GDPR Data Protection Update part 2 – using data
The new Data Protection update (GDPR) has been published (May 2016), but will take two years to come into effect. That gives all businesses that collect or use data to get prepared. And you will need to be ready as the penalties have been significantly increased.
With these changes, data protection and marketing opt-in has moved from departmental responsibility to a boardroom agenda item.
So down to business…
What does the EU Data Protection Update (GDPR) mean for You
The General Data Protection Regulations (GDPR) are a game changer. You need to know the details and you need to act on the details.
The changes affect the following areas.
- How you collect data
- How you use the data you collect
- Your bottom line – if you get this wrong, you will be fined and that could mean a lot of money.
It’s a complex subject, so we are going address this piece by piece, and in the spirit of the (GDPR) data protection regulations we are going to do our best to use simple English to it’s easy to understand.
This post focuses on data collection points 3 and 4.
How to use the data we collect.
Let’s start with a key definition…
What is personal data
This is a biggie, as it’s a major change and the key foundation of the regulations (GDPR).
Personal data is defined as “any information relating to an identified or identifiable natural person ‘data subject’; an identifiable person is one who can be identified, directly or indirectly in particular by reference to an identifier… or to one or more factors specific to the physical, physiological, genetic, mental, economic, cultural or social identity of that person ”.
So that’s pretty much any data that can be used to market to people. And it also bites digital in the proverbial backside.
Certain types of “online” data may be personal, such as online identifiers, location data, and identification number (device identifiers, cookie ID’s, IP addresses and Radio Frequency Identification tags…)
So if you can link the information knowingly back to an individual, that’s personal data.
What you need to do…
These changes will need to become common practice within your business. Here’s where you start…
- The review and update of your privacy policies, privacy notices and you probably going to need to update your business terms and conditions to reflect any changes,
- Review or establish the setup of new technical and administrative process, (e.g. data security breach notification requirements),
- The review your data security standards,
- The review your data processing contracts or other agreements with processors, partners, and clients,
- The review of the legal basis for international data transfers to countries – if outside the European Union.
The Data Protection Principles
Now that you understand what ‘personal data’ is. You need to know how to manage the personal data you hold. The GDPR defines principles for processing personal data, these are that personal data must be…
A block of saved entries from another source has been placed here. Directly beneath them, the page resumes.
PR #5364, opened 2023-05-22
CopySpecial Action: fn + Offset

sad-dev:
This P/R adds an extra option to the "Copy Special" action in the listing which adds to the clipboard strings of the form:

```
main + 0x64
main + 0x69
main + 0x6e
main + 0x75
main + 0x78
main + 0x7d
main + 0x82
```

which should be more useful when interacting with debuggers (instead of repeatedly rebasing)

### DIFF
--- a/Ghidra/Features/Base/src/main/java/ghidra/app/plugin/core/clipboard/CodeBrowserClipboardProvider.java
+++ b/Ghidra/Features/Base/src/main/java/ghidra/app/plugin/core/clipboard/CodeBrowserClipboardProvider.java
@@ -318,19 +318,22 @@ public class CodeBrowserClipboardProvider extends ByteCopier
 	}
 
 	private Transferable copySymbolString() {
+		Listing listing = currentProgram.getListing();
 		CodeUnitIterator codeUnits =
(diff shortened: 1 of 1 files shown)


sad-dev:
For most of my use cases, I am unable to use the Ghidra debugger and fallback to windbg or gdb. I typically run this to get strings which I can set breakpoints on e.g.  bp xxx!foo+1235. 

I have experimental code which also prompts for a format string and applies replacements for function name, function offset and image offset

astrelsky:
Why not make the ClipboardType an ExtensionPoint, or a similar mechanism if it's not a Ghidra class?

sad-dev:
> Why not make the ClipboardType an ExtensionPoint, or a similar mechanism if it's not a Ghidra class?

I am a decent copy-paster but little beyond that :(

dragonmacher:
> Why not make the ClipboardType an ExtensionPoint, or a similar mechanism if it's not a Ghidra class?

This is actually the thought that comes to mind when reading this ticket.  Rather than Ghidra supporting the universe of copy formats, users could build their own if the feature was extensible.   This is something we will discuss.

PR #5413, opened 2023-06-03
Enable build of decomp_dbg and sleigh_dbg

jobermayr:
Building decomp_dbg and sleigh_dbg can now easily enabled via 'gradle -Pdebug' switch.

Fixes: #5296

### DIFF
--- a/Ghidra/Features/Decompiler/buildNatives.gradle
+++ b/Ghidra/Features/Decompiler/buildNatives.gradle
@@ -22,20 +22,179 @@ if (findProject(':Generic') == null) {
 	apply from: "../../../GPL/nativeBuildProperties.gradle"
 }
 
-/**
+// Define the source files that are compiled and linked to become the decompiler.
+// The decompiler source is a bit weird in that all the cpp and headers all live in
+// the same directory with other files that are not used by the decompiler.
+// That is why we have to list every cpp file that makes up the decomplier.
+// NOTE: The bison/flex generated files are assumed to be up-to-date.
+//       The task `generateParsers` should be executed if needed.
+// builtBy lexSleigh
+
+def core_files = [
+	"address.cc",
+	"float.cc",
+	"globalcontext.cc",
+	"marshal.cc",
+	"opcodes.cc",
+	"pcoderaw.cc",
+	"space.cc",
+	"translate.cc",
+	"xml.cc"
+]
+
+def decompiler_files = [
+	"action.cc",
+	"architecture.cc",
+	"bitfield.cc",
+	"block.cc",
+	"blockaction.cc",
+	"capability.cc",
+	"cast.cc",
+	"comment.cc",
+	"condexe.cc",
+	"constseq.cc",
+	"coreaction.cc",
+	"cover.cc",
+	"cpool.cc",
+	"crc32.cc",
+	"database.cc",
+	"double.cc",
+	"dynamic.cc",
+	"emulate.cc",
+	"emulateutil.cc",
+	"expression.cc",
+	"flow.cc",
+	"fspec.cc",
+	"funcdata.cc",
+	"funcdata_block.cc",
+	"funcdata_op.cc",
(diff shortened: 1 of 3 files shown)


Ghidra/Features/Decompiler/buildNatives.gradle
```diff
@@ -147,90 +176,113 @@ model {
...
+				b.cppCompiler.define "LINUX"
+				b.cppCompiler.define "_LINUX"
 			}
-			else if (b.toolChain in Clang) {
-				b.cppCompiler.args "-std=c++11"
-				b.cppCompiler.args "-Wall"
-				b.cppCompiler.args "-O2"			// for DEBUG, comment this line out
-				// b.cppCompiler.args "-g"			// for DEBUG, uncomment	this line
-				b.cppCompiler.args "-Wno-sign-compare"
-				b.cppCompiler.args "-w"
```
jobermayr, line 229: It didn't make sense: With line 225 first all warnings should printed for Clang. Here all warnings should then be suppressed. I assumed -Wall is preferred and so I could merge flags for Gcc and Clang :)

jobermayr:
Some updates:
`decomp_dbg` will now be built like `make decomp_dbg` and has a CLI. For this I had to add some more libraries for linking against static `libbfd.a`.

On openSUSE I don't have a shared `libbfd.so` but a `libbfd-2.40.0.20230412-5.so` by default. I also have a static `libbfd.a`. Both are in `/usr/lib64`. So I created an _ugly_ hack to find a versioned lib via `ld` and if not found fallback to generic.

I am not really sure what to do with Windows because IMHO `libbfd` is not really developed for it. Without it `decomp_dbg` cannot be compiled/linked.
@Wall-AF can you please tell me whether and how you can build and use/link `libbfd` on Windows? Is sth. like `b.linker.args "..."` after line 275 enough? If you cannot get it building on Windows and tell me how to do it I must remove line 248.

Wall-AF:
@jobermayr I've just replaced `buildNatives.gradle` with the file here and tried to build the executables using `gradle -Pdebug` and all I get are the 2 non-debug versions!  What's going on???

Wall-AF:
@jobermayr, mmm!  It seems that the current instructions (such as they are - comments in the `buildNatives.gradle` file) have been left behind, or I'm missing something!

I couldn't get everything to build (using `-Pdebug`) until I made the folowing changes in your version of `buildNatives.gradle`:
1. Added `include decompiler_debug_files` to the `decomp_dbg -> sources -> cpp -> source` section;
2. Commented out `b.cppCompiler.define "__TERMINAL__"` from `decomp_dbg -> binaries.all` section; and
3. Commented out the following from the `def decompiler_debug_files` section:
```
      - //	"bfd_arch.cc",
      - //	"codedata.cc",
      - //	"consolemain.cc",
      - //	"loadimage_bfd.cc",
```

Do these changes affect the functionality of the `decomp_dbg.exe`?

Finally, what's the gradle command to build just these?  (I tried `gradle -Pdebug buildNatives`, but sometimes it was slower than a complete build!)

jobermayr:
> 
> Do these changes affect the functionality of the `decomp_dbg.exe`? 

Yes. You removed the CLI.

Sadly I had to remove support for Windows since I cannot find an official `libbfd.dll` from [GNU Binutils](https://sourceware.org/git/?p=binutils-gdb.git;a=tree;f=bfd;hb=HEAD). I assume pushing its sources to Ghidra and building it there will never be accepted. So you have to build it yourself.

> Finally, what's the gradle command to build just these? (I tried `gradle -Pdebug buildNatives`, but sometimes it was slower than a complete build!)

Just try `gradle -Pdebug tasks` to see all available tasks.

Something like `gradle -Pdebug decompileWin_x86_64Executable` should build e. g. `decompile.exe`

@ryanmkurtz @caheckman is there any change to get it merged soon (no code change)? After merging `Makefile` is obsolete since all targets should be (better) handled via Gradle now.

PR #5418, opened 2023-06-04
Add option to force Clang on Linux

jobermayr:
Currently Gcc is preferred (not to say forced) when both (Gcc and Clang) are available on the system. With this patch Clang can be forced via 'gradle -Pclang' switch.

Clang 16.0.4 then failed due to missing '#include <unistd.h>" and an undefined 'typedef myundef;'.

### DIFF
--- a/GPL/nativeBuildProperties.gradle
+++ b/GPL/nativeBuildProperties.gradle
@@ -39,6 +39,13 @@ model {
 	// native Gradle plugin. 
 	toolChains {
 		if (isCurrentLinux()) {
+			if (project.hasProperty('clang')) {
+				clang(Clang) {
+					if (isCurrentArm_64()) {
+						target("linux_arm_64")
+					}
+				}
+			}
 			gcc(Gcc) {
 				if (isCurrentArm_64()) {
 					target("linux_arm_64")
--- a/Ghidra/Debug/Framework-Debugging/src/expCloneExec/c/expCloneExec.c
+++ b/Ghidra/Debug/Framework-Debugging/src/expCloneExec/c/expCloneExec.c
@@ -15,6 +15,9 @@
  */
 #include <pthread.h>
 #include <stdio.h>
+#ifdef __unix__
+#include <unistd.h>
+#endif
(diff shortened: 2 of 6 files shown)


astrelsky:
What about windows? Clang is superior in every way and should always be used. I would prefer to be able to use an option to have it use clang then having to hard code it.

jobermayr:
> What about windows?

I don't care about things I don't understand.

jobermayr:
@astrelsky @cyberkaida @mumbel Please release your work to support Clang on Windows. I don't have a license and thus cannot develop and test for it ...

jobermayr:
> > @astrelsky @cyberkaida @mumbel Please release your work to support Clang on Windows. I don't have a license and thus cannot develop and test for it ...
> 
> https://github.com/llvm/llvm-project/blob/main/LICENSE.TXT

I know this license. But I don't own a license for Windows but you want me to support building Ghidra with Clang on Windows.

astrelsky:
> > > @astrelsky @cyberkaida @mumbel Please release your work to support Clang on Windows. I don't have a license and thus cannot develop and test for it ...
> > 
> > https://github.com/llvm/llvm-project/blob/main/LICENSE.TXT
> 
> I know this license. But I don't own a license for Windows but you want me to support building Ghidra with Clang on Windows.

Oh, I knew that 😅. I'll have a look at my changes over the weekend. I've only used it with the windows sdk backend and not the mingw backend though.

astrelsky:
> > > @astrelsky @cyberkaida @mumbel Please release your work to support Clang on Windows. I don't have a license and thus cannot develop and test for it ...
> > 
> > 
> > https://github.com/llvm/llvm-project/blob/main/LICENSE.TXT
> 
> I know this license. But I don't own a license for Windows but you want me to support building Ghidra with Clang on Windows.

These are the changes I use. I just hardcoded what I wanted.

[clang.diff.txt](https://github.com/NationalSecurityAgency/ghidra/files/15282373/clang.diff.txt)

PR #5428, opened 2023-06-07
Fix AARCH64 fcadd and fcmla export len

rbran:
Both tables export a 1 bytes value, but the value can go from 0 to 270, requiring 2 bytes.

(1) Processed lawfully, fairly and in a transparent manner,
(2) Collected for specified explicit and legitimate purposes – and only those purposes.
(3) Adequate relevant and limited to what is necessary in relation to the purposes for which they are processed (data minimisation),
(4) Kept up to date,
(5) Kept in a form which permits identification of data subjects for no longer than is necessary for the purposes for which the personal data are processed,
(6) Processed in a way that ensures appropriate security of the personal data.
So how can I process personal data?
You need to process the personal data you collect in line with the consent you’ve received.
You need to give clarity around all the personal data you collect, if it’s directly linked to an individual, you need to make sure you have their consent – or you won’t be able to use it.
Keeping in line – Privacy by Design
Data protection and processing is not longer a consideration, it’s about to become a requirement. Reflecting the fact that data is an asset for your business. You are required to be accountable, and demonstrate your accountability.
So you need to make sure that:
- You build data protection into projects from the start, and that privacy settings are set to opt-out rather than opt-in. You need to prove that people have decided to explicitly opt-in.
- You keep your data protection policies and procedures up to date with your operations.
Reasons to pay attention.
If you don’t comply, then the fines are likely to be significant. Up to 20 million EURO or 4% of global turnover.
As I said earlier in the article, GDRP now makes data control a boardroom concern.